* **WHAT IS NEEDED**: From the listing below, copy each line that contains the word "class".

* **DATASET EXCERPTS**:
----------------
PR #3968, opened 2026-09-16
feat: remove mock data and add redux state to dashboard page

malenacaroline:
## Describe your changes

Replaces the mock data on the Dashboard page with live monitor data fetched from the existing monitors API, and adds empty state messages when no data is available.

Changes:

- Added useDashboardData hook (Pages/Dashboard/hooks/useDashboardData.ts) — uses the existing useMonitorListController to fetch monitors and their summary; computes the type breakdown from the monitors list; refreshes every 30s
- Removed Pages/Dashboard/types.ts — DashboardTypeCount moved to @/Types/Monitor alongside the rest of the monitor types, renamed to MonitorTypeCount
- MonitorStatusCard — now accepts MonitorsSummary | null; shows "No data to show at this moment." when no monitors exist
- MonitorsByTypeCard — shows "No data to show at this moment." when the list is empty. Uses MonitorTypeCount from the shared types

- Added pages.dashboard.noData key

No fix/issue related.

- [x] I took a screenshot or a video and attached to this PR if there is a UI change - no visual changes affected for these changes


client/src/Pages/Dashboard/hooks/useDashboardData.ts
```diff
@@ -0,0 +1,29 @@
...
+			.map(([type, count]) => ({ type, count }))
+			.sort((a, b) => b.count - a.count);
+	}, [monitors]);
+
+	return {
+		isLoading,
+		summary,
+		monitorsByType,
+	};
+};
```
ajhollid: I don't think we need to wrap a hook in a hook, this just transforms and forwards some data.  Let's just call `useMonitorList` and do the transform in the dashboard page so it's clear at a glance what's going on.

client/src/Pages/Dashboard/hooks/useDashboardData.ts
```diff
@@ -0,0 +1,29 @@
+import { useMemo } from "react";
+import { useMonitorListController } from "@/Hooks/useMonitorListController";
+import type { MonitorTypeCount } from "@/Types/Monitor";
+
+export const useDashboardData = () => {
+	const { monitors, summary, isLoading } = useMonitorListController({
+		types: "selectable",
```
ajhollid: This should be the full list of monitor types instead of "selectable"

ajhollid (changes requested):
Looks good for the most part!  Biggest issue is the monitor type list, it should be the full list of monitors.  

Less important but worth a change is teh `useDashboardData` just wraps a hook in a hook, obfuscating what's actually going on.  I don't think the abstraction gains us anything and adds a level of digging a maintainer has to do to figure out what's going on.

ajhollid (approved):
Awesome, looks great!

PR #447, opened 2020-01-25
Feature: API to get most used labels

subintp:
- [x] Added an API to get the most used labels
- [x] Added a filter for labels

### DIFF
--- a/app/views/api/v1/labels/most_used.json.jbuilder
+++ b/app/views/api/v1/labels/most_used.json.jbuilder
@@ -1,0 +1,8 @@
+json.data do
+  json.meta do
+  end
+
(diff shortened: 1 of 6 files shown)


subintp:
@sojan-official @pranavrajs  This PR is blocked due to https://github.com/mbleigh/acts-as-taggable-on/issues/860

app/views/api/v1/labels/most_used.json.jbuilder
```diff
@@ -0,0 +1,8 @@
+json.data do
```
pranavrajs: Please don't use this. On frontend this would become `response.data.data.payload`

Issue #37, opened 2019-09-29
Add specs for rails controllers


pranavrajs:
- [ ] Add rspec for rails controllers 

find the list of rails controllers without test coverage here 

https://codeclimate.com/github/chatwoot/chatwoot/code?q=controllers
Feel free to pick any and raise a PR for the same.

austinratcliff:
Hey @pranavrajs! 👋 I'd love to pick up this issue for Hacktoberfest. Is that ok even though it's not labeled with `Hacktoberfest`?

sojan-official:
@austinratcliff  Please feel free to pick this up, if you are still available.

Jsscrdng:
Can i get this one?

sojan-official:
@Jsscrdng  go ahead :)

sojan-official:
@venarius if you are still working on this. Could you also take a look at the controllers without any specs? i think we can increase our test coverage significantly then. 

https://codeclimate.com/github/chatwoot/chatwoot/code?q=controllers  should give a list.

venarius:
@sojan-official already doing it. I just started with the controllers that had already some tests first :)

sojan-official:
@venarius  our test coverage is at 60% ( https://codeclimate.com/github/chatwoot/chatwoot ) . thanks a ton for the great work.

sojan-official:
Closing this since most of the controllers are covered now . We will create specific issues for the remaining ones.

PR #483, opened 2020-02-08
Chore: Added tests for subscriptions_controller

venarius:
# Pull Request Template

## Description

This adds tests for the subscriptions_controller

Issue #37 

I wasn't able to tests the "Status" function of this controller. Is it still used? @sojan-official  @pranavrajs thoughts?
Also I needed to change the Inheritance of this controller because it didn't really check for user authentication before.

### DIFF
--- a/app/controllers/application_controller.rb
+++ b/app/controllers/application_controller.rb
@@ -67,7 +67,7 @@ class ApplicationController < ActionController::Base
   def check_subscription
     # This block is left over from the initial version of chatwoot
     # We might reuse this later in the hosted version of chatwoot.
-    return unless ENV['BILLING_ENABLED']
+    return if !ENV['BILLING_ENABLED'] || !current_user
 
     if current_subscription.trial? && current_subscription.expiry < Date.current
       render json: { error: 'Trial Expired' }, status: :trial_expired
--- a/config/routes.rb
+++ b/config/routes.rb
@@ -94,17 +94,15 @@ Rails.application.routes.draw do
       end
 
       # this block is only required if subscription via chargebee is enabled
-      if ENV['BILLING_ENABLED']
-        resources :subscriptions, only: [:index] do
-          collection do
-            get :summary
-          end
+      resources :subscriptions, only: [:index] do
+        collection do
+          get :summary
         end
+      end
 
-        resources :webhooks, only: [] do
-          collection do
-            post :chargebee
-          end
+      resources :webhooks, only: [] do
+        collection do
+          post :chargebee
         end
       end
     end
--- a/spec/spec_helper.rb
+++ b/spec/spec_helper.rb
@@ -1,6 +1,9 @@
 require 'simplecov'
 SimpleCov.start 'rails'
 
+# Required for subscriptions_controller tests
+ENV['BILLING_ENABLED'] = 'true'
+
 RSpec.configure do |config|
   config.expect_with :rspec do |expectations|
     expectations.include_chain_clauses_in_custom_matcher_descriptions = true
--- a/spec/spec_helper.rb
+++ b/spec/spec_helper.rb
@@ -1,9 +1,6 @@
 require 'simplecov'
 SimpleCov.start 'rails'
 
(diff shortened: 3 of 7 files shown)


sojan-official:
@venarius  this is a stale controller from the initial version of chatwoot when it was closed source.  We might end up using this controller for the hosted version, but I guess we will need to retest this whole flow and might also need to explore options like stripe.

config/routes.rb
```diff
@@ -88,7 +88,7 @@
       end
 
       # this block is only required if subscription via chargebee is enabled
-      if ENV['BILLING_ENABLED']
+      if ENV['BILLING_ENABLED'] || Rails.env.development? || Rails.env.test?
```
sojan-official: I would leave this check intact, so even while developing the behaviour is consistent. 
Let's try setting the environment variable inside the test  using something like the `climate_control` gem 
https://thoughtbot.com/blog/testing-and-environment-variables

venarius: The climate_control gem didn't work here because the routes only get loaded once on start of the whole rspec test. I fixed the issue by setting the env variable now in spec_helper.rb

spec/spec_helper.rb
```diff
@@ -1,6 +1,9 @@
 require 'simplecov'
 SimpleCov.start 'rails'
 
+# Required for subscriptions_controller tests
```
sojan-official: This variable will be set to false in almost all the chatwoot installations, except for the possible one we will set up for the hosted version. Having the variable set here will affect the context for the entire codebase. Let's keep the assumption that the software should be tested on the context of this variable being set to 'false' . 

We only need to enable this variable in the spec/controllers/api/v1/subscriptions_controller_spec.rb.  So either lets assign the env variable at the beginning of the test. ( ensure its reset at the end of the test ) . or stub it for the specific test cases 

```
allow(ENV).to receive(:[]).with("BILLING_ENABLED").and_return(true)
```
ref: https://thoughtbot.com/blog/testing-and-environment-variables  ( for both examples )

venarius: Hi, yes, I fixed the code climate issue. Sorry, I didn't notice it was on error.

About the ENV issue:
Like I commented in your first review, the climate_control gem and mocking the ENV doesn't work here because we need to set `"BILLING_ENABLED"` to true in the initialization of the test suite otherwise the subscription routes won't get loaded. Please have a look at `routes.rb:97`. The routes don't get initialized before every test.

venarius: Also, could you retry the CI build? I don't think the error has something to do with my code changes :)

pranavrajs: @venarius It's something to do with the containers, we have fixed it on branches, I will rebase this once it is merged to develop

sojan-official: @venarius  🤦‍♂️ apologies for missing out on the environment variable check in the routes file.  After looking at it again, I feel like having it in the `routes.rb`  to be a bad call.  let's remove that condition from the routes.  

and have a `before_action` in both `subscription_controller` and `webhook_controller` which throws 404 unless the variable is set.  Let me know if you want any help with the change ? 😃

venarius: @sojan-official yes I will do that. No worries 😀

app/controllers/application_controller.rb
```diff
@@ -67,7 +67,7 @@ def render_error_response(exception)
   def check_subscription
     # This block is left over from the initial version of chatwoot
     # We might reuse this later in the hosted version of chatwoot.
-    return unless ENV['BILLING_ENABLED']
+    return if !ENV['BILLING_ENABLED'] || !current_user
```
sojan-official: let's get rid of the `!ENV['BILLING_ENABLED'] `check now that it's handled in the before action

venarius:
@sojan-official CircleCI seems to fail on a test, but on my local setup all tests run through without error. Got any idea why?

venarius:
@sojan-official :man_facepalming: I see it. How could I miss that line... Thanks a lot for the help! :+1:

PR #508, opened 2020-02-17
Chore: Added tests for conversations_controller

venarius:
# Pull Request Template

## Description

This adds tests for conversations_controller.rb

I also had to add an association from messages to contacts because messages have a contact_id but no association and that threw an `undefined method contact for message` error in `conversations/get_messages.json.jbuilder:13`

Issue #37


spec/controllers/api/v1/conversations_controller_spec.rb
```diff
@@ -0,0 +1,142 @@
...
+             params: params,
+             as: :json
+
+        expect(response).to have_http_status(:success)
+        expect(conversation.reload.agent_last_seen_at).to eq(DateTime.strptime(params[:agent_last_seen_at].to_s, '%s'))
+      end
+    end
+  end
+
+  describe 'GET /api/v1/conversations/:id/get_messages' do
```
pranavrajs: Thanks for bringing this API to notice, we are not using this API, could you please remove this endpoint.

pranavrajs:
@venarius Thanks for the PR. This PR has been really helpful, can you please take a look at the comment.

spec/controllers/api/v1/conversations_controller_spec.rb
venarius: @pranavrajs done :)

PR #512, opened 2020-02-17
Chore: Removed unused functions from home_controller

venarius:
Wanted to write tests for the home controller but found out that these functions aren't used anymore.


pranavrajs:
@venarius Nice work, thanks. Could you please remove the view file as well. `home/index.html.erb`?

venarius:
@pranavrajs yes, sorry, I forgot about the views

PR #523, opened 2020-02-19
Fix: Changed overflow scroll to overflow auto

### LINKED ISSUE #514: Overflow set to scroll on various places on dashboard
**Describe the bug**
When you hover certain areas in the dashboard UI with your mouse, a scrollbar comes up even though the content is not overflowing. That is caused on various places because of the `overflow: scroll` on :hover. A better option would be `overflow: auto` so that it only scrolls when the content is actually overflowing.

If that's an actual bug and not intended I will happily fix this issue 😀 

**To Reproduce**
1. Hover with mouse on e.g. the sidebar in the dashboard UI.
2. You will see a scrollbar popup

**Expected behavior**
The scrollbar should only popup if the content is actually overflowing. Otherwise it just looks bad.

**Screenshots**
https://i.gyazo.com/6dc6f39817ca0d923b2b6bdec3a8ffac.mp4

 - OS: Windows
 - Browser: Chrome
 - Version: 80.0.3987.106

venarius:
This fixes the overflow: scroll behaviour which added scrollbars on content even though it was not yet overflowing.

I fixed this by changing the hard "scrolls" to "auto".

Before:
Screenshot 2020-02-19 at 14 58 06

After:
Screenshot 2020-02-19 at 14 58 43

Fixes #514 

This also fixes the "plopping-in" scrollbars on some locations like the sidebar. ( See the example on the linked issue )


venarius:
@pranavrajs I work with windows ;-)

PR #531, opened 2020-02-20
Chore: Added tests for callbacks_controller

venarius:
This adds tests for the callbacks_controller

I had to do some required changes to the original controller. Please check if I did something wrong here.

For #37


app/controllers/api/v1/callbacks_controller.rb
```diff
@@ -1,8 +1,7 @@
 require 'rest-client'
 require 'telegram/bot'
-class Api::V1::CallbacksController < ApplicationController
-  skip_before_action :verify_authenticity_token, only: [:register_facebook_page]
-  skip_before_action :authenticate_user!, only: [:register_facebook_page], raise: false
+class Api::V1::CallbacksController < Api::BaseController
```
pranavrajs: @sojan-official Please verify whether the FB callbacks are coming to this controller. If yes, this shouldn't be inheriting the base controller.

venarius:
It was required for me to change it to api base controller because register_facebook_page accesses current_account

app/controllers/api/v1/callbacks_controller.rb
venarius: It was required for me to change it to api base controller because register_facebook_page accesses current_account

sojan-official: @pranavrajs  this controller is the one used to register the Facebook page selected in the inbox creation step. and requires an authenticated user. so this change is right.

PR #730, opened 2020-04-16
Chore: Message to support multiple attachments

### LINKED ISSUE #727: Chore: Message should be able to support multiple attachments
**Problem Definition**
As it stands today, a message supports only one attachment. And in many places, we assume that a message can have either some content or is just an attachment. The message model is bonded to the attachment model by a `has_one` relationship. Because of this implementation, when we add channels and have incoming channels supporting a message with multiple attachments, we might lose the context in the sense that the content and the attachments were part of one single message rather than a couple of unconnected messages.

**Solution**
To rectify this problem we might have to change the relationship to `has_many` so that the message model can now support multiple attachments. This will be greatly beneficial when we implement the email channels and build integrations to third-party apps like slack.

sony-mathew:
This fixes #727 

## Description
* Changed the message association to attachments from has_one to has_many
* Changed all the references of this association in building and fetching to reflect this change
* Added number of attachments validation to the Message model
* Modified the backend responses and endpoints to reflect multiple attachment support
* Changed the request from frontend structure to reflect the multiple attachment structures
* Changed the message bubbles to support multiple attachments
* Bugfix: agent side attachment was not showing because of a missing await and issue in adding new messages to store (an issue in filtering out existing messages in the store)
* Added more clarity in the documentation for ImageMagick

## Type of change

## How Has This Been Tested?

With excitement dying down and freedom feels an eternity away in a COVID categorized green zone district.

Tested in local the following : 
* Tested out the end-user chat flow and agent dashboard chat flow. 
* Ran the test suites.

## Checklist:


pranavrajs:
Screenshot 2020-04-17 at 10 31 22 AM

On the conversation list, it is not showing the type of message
----------------
* **TASK ANSWER**:
@@ -67,7 +67,7 @@ class ApplicationController < ActionController::Base
-class Api::V1::CallbacksController < ApplicationController
+class Api::V1::CallbacksController < Api::BaseController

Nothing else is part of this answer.